Although thematically Maniac has nothing in common with the highly innovative British TV comedy Peep Show, both productions are perhaps the only ones ever to rely almost exclusively on first-person POV shots throughout; in Maniac, this means we really only ever see Frank physically, either in part or whole, in reflections and in mirrors (one excellent shot shows Frank grimacing into a badly cracked mirror, the distorted vision before us representative of his warped, multifaceted and fractured psyche). Not only does this audacious and complicated narrative device work very well and increase tension to unbearable levels, but it also forces the viewer to become more complicit in Frank’s awful activities, because he is never truly objectified as a totally separate person to us – we see as he sees, through his eyes, and we witness his misdeeds in such graphic detail that the film’s more unpleasant scenes make for extremely uncomfortable viewing indeed.

In keeping with the bloodthirsty requirements propagated by the contemporary “torture porn” subgenre (of which producer Aja has, unsurprisingly, been something of a figurehead), Maniac is unflinchingly violent, in fact breathtakingly so in certain scenes. What the filmmakers have lost in authentic period sleaze they have more than made up for in graphic, first-person POV gore, if that’s the kind of thing you’re after. Khalfoun’s Maniac certainly isn’t any less effective than its predecessor, although it’s a great deal slicker, thanks to its name actor and far higher budget, but despite the film’s undeniable power, Khalfoun’s version, like Lustig’s, is hard to love, and I’m sure even some keen fans of the genre will be turned off by the film’s graphic violence and relentlessness. Maniac also has a tendency to embody the misogynistic generic baggage of an earlier age too, such as the objectification of the lone-female-in-peril that marked almost all slasher films produced during the genre’s peak in the late ‘70s and early ‘80s (look to the great Mario Bava for good examples of creative proto-slasher films that also manage to eschew such lazy and controversial gender issues).
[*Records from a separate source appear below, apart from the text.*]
Issue #387, opened 2018-02-19
Action points


char0n:
Before we move forward we need to deal with some HP issues. 

## omitBy tests

when running prettier on tests/omitBy.js it will change the source code. This also need to be resolved ASAP.

## Linting & prettier workflows

It is not clear how we currently use this. We have `eslint-config-prettier` and `eslint-plugin-prettier` that should integrate with eslint. So we should be OK just having `lint` and `lint:fix` scripts that are running prettier under the hood as an eslint rule implicitly. If I understand this correctly (https://github.com/prettier/eslint-plugin-prettier) than running `lint` should tell us what needs to prettyfied. If it works like that then all our problems are solved. Runnling `lint` shows us linting issues (including AST issues detected by prettier, and doesn't modify the code) and `lint:fix` will fix them (modifies the code). on CI we will still run only `lint` script and it should  tell us if somebody broke some eslint rule or did not properly format code with prettier running `lint:fix`. Having pre/post commit hooks is secondary now, this needs to be addressed ASAP. Also our `lint:fix` is currently defined as "lint:fix": "better-npm-run lint:fix" but bnr doesn't have any script named `lint:fix` so it fails.

There are also some incosistencies between eslint & prettier that need to be addressed.
```
> eslint --print-config .eslintrc | eslint-config-prettier-check

The following rules are unnecessary or might conflict with Prettier:

- comma-dangle
- semi
```

## Communication organization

Still, if you’re seeking the kind of thrills that Maniac offers, it won’t disappoint, and it certainly has more substance to it than the unnecessarily violent and empty cinematic exercises that Eli Roth used to specialise in, before his association with Quentin Tarantino led to better artistic opportunities. Overall, at least the twitchy and rat-like Wood and his bold director manage to elevate the material way beyond the original source by imbuing Maniac with a kind of sterile, art house claustrophobia.

The disc’s extras are basic, and consist of just a trailer and selected interviews.